# MacBook Pro vs Air



## rho (Feb 12, 2009)

Its looking like the heat issues are killing my old MBP .... So I might be in the market for new. 

Would love opinions and observations as I try to decide...


----------



## chilady1 (Jun 9, 2009)

Hey Rho - I just purchased a MacBook Pro 13 in December last year (Christmas present to myself).  I did go back and forth between the Air and MBP and landed on the MBP because I felt it had more processing power. The Air has a flash drive which I am told get filled pretty quickly vs. the MBP that has a 500GB hard drive.  Lastly, I did need the optical drive on the MBP which the MBA does not have.

Now I do LOVE the lightness of the Air and it would have been a better machine because I do travel a lot, but honestly I don't notice the extra weight of the MBP.
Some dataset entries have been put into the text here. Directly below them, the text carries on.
PR #684, opened 2017-09-25
This will never register a renderer currently

Blahartinger:
Needs to be  && not ||

### DIFF
--- a/source/android/adaptivecards/src/main/java/com/microsoft/adaptivecards/renderer/registration/CardRendererRegistration.java
+++ b/source/android/adaptivecards/src/main/java/com/microsoft/adaptivecards/renderer/registration/CardRendererRegistration.java
@@ -68,7 +68,7 @@ public class CardRendererRegistration
 
     public void registerRenderer(CardElementType cardElementType, IBaseCardElementRenderer renderer)
     {
-        if (cardElementType != null || cardElementType == CardElementType.Unsupported)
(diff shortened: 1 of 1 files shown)


source/android/adaptivecards/src/main/java/com/microsoft/adaptivecards/renderer/registration/CardRendererRegistration.java
```diff
@@ -68,7 +68,7 @@ public static CardRendererRegistration getInstance()
 
     public void registerRenderer(CardElementType cardElementType, IBaseCardElementRenderer renderer)
     {
-        if (cardElementType != null || cardElementType == CardElementType.Unsupported)
+        if (cardElementType != null && cardElementType == CardElementType.Unsupported)
```
bekao: >&& [](start = 36, length = 2)

It should be || and not &&.  However, the first check should be == and not !=

bekao: I have a follow up PR that will include this fix plus passing string as id instead of CardElementType enum since this is final class and cannot be inherited.

---
In reply to: [140910916](https://github.com/Microsoft/AdaptiveCards/pull/684#discussion_r140910916) [](ancestors = 140910916)

PR #688, opened 2017-09-26
Change namespace to AdaptiveCards.Uwp, and rename XamlCard* classes to AdaptiveCard*

riarenas:
Prep work for API changes.

Verified by running the visualizer and looping through the samples after the renames.


riarenas:
Updated all the new renderer/parser files

PR #695, opened 2017-09-26
Add renderer registration and per-element renderer APIs

riarenas:


source/uwp/Renderer/lib/XamlCardRendererComponent.cpp
```diff
@@ -231,4 +265,45 @@ namespace AdaptiveCards { namespace XamlCardRenderer
...
+    HRESULT XamlCardRenderer::get_ActionRenderers(IAdaptiveActionRendererRegistration **value)
+    {
+        *value = m_actionRendererRegistration.Get();
+        return S_OK;
+    }
+
+    _Use_decl_annotations_
+    HRESULT XamlCardRenderer::RegisterDefaultElementRenderers()
+    {
+        RETURN_IF_FAILED(m_elementRendererRegistration->Set(HStringReference(L"Input.ChoiceSet").Get(), ComPtr<IAdaptiveElementRenderer>(Make<AdaptiveChoiceSetInputRenderer>().Get()).Get()));
```
riarenas: > RETURN_IF_FAILED(m_ [](start = 7, length = 20)

Any ideas on another way to do this easily? I'm not a fan of how this ended up looking.

source/uwp/Renderer/lib/Util.cpp
```diff
@@ -390,10 +391,15 @@ HRESULT StringToJsonObject(const string inputString, IJsonObject** result)
...
     ComPtr<IJsonObject> jObject;
-    RETURN_IF_FAILED(jObjectStatics->Parse(inputsHString, &jObject));
-
+    HRESULT hr = jObjectStatics->Parse(inputsHString, &jObject);
+    if (FAILED(hr))
+    {
+        RETURN_IF_FAILED(ActivateInstance(
+            HStringReference(RuntimeClass_Windows_Data_Json_JsonObject).Get(),
+            &jObject));
+    }
```
riarenas: Noticed this bug while adding the new util functions.

riarenas:
>             [propget] HRESULT ElementType([out, retval] ElementType* value);

We need to think about this property here. If someone is creating a custom card element and a custom parser for it, they won't be able to extend the ElementType enum, so they can't really implement this property.

---
Refers to: source/uwp/Renderer/idl/AdaptiveCards.XamlCardRenderer.idl:298 in 8a61c98. [](commit_id = 8a61c98216867962167b5adc32295012ba4d6b06, deletion_comment = False)

source/uwp/Renderer/lib/AdaptiveActionRendererRegistration.h
```diff
@@ -0,0 +1,36 @@
+#pragma once
+
+#include "AdaptiveCards.XamlCardRenderer.h"
+#include "Util.h"
+
+namespace AdaptiveCards { namespace XamlCardRenderer
+{
+    class AdaptiveActionRendererRegistration :
```
riarenas: >AdaptiveActionRendererRegistration [](start = 10, length = 34)

This class looks exactly the same as the ElementRenderer Registration. Sadly we can't inherit from templated BaseRegistration class that would make this class as easy as creating a BaseRegistration<ABI::AdaptiveCards::XamlCardRenderer::IAdaptiveActionElement>

riarenas: The parser registrations will look the same as well.

---
In reply to: [141201602](https://github.com/Microsoft/AdaptiveCards/pull/695#discussion_r141201602) [](ancestors = 141201602)

source/uwp/Renderer/lib/AdaptiveChoiceSetInputRenderer.cpp
```diff
@@ -0,0 +1,29 @@
...
+using namespace ABI::Windows::Foundation;
+
+namespace AdaptiveCards { namespace XamlCardRenderer
+{
+    HRESULT AdaptiveChoiceSetInputRenderer::RuntimeClassInitialize() noexcept try
+    {
+        return S_OK;
+    } CATCH_RETURN;
+
+
```
riarenas: Extra lines are the bane of my existence.

source/uwp/Renderer/idl/AdaptiveCards.XamlCardRenderer.idl
```diff
@@ -278,6 +305,8 @@ namespace AdaptiveCards
 
             [propget] HRESULT Id([out, retval] HSTRING* value);
             [propput] HRESULT Id([in] HSTRING value);
+
+            [propget] HRESULT Type([out, retval] HSTRING* value);
```
riarenas: >Type [](start = 30, length = 4)

This will be used when querying for the ElementRenderers

RebeccaAnne:
>             [propget] HRESULT ElementType([out, retval] ElementType* value);

We talked offline.  Lets keep this (so people walking our object model can figure out what they're looking at, and add a "Custom" value to the enum.  Let's also rename Type to ElementTypeString.

---
In reply to: [332353799](https://github.com/Microsoft/AdaptiveCards/pull/695#issuecomment-332353799) [](ancestors = 332353799)

---
Refers to: source/uwp/Renderer/idl/AdaptiveCards.XamlCardRenderer.idl:298 in b6081ad. [](commit_id = b6081adb158436f0290788cad29cf7381b739e0a, deletion_comment = False)

source/uwp/Renderer/idl/AdaptiveCards.XamlCardRenderer.idl
```diff
@@ -1364,6 +1397,8 @@ namespace AdaptiveCards
...
```
RebeccaAnne: >Type [](start = 30, length = 4)

Same thing here as for the card element

source/uwp/Renderer/lib/AdaptiveActionRendererRegistration.cpp
```diff
@@ -0,0 +1,58 @@
...
+
+    _Use_decl_annotations_
+    HRESULT AdaptiveActionRendererRegistration::Remove(_In_ HSTRING type)
+    {
+        m_registration->erase(TypeAsRegistrationKey(type));
+        return S_OK;
+    }
+
+    _Use_decl_annotations_
+    std::string AdaptiveActionRendererRegistration::TypeAsRegistrationKey(_In_ HSTRING type)
```
RebeccaAnne: >TypeAsRegistrationKey [](start = 52, length = 21)

We've got this function in three places now, maybe make it a utility?

riarenas: I had it as an util and for some reason decided to make it a class member. I can't remember if I had a good reason for it, so that means I probably didn't.

source/uwp/Renderer/lib/AdaptiveActionRendererRegistration.h
RebeccaAnne: We spoke about this offline.  We can investigate further whether we can do something to reduce the duplicated code during the polish phase.

---
In reply to: [141201650](https://github.com/Microsoft/AdaptiveCards/pull/695#discussion_r141201650) [](ancestors = 141201650,141201602)

source/uwp/Renderer/lib/XamlCardRendererComponent.cpp
RebeccaAnne: I think you've got one more layer of ComPtr than you need.  This seems to work:
RETURN_IF_FAILED(m_elementRendererRegistration->Set(HStringReference(L"Input.ChoiceSet").Get(), (Make<AdaptiveChoiceSetInputRenderer>().Get())));

---
In reply to: [141197285](https://github.com/Microsoft/AdaptiveCards/pull/695#discussion_r141197285) [](ancestors = 141197285)

riarenas: I seem to recall it was complaining about Make Returning a ComPtr of the class rather than the interface. I'll give that another try. thanks for checking!

---
In reply to: [141431783](https://github.com/Microsoft/AdaptiveCards/pull/695#discussion_r141431783) [](ancestors = 141431783,141197285)

riarenas: Yay!. That worked just fine. Not sure what I was doing differently yesterday that made me go this route.

---
In reply to: [141432272](https://github.com/Microsoft/AdaptiveCards/pull/695#discussion_r141432272) [](ancestors = 141432272,141431783,141197285)

source/uwp/Renderer/lib/BaseRegistration.h
```diff
@@ -0,0 +1,54 @@
+#pragma once
```
RebeccaAnne: Looks like this file isn't added to the solution

RebeccaAnne: Looks like this didn't get used, so we should remove it from the PR

---
In reply to: [141433885](https://github.com/Microsoft/AdaptiveCards/pull/695#discussion_r141433885) [](ancestors = 141433885)

riarenas: It's not supposed to even be in the CR. Removing it :P This was one of my bad attempts to getting a templated registration to work.

---
In reply to: [141433885](https://github.com/Microsoft/AdaptiveCards/pull/695#discussion_r141433885) [](ancestors = 141433885)

riarenas:
Reran Android build manually. The failure was an intermittent infra issue.

PR #713, opened 2017-09-28
Remove Async render methods from public API surface

riarenas:


riarenas:
Pushing change so API is ready for beta.

PR #728, opened 2017-09-29
Update .NET nuget packages

anbare:
Main AdaptiveCards library definitely works

AdaptiveCards.Renderer.Html keeps on referencing Microsoft.AdaptiveCards instead of just AdaptiveCards so won't work

Not sure how to build the Wpf Nuget, but I updated the nuspec file to be correct, so if you build it somehow it should be right


matthidinger:
This will be fixed in an upcoming PR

Once I landed on the MBP the next decision was 13 or 15 inch.  Went to the Apple store and tried both out and ultimately decided on the 13 inch because I felt for traveling, it was better.  I love the screen and feel it is just the right size.  I am very happy with my MBP 13 and feel as though it is the best machine for me.  It is not an easy decision, believe me I know.  Let us know what you end up with.  I love my MAC!


----------



## rho (Feb 12, 2009)

Have they corrected the heating issue. ... I remember when I first got it even it was too hot to have only lap without a lap desk under it...  

Thanks..


----------



## vistawriter (Dec 14, 2011)

Heat is no issue at all with my MBP 15 from last summer. Absolutely in love with it. While it gets warm on your lap, it's definitely not "hot". In fact, in the winter, it's nice to have a lap warmer at times.


----------



## rho (Feb 12, 2009)

Thanks - that's been my main concern - I wasn't sure about the Air with no DVD slot too... 

It's not an emergency for me since I'm on my iPad 98% of the time but my fitbit syncs thru it and I print thru it so I do wake it up a few times a day to do those things.


----------



## hsuthard (Jan 6, 2010)

rho said:


> Thanks - that's been my main concern - I wasn't sure about the Air with no DVD slot too...
> 
> It's not an emergency for me since I'm on my iPad 98% of the time but my fitbit syncs thru it and I print thru it so I do wake it up a few times a day to do those things.


I had an older MBP and it would burn my thighs sometimes it got so hot! I'm glad to hear that's no longer an issue. Although I'm happy now with my iMac and iPad combo.


----------



## William G. Jones (Sep 6, 2011)

I'm a big fan of the Pro. I've got a 2008 unibody, it's been a workhorse. 

Rumor is the new laptop revisions are coming out this summer, if yours can make it another couple of months.


----------



## Meemo (Oct 27, 2008)

I love my Air - I'd had the older Air, but it couldn't handle the upgrade to Lion so DH took it back to Snow Leopard.  Recently Best Buy had a bit of a sale on all the Macs and we ended up getting me the 11" Air & gave my old one to our daughter.  I love it even more than my first one.  I used a little lap "desk" under the old Air because it ran pretty warm, I don't need one with this one - it just doesn't get that warm.  Love the smaller size, it's hard to believe it's not much bigger than my old 10" netbook - the screen real estate seems WAY bigger.  I'm crazy about it.  I've never missed having a DVD slot - but I can see that others might want one.  

But, of course, it depends on how much you'll be doing with it.  I don't keep much music or many pics on it (that's what my desktop is for, and my iPad & my Nano) - I do keep my Calibre library on it, though.  If it'll be your main computer, the Pro might be a better choice for you.


----------



## rho (Feb 12, 2009)

I'm going to try to hold out till the new models come out this summer and I saw some rumors on the iMac having new too I think - by then I might have a spot to put it so it's now added into the mix (thanks hsuthard for that) lots to research and I love everyone's input - nothing better than personal experiences.


----------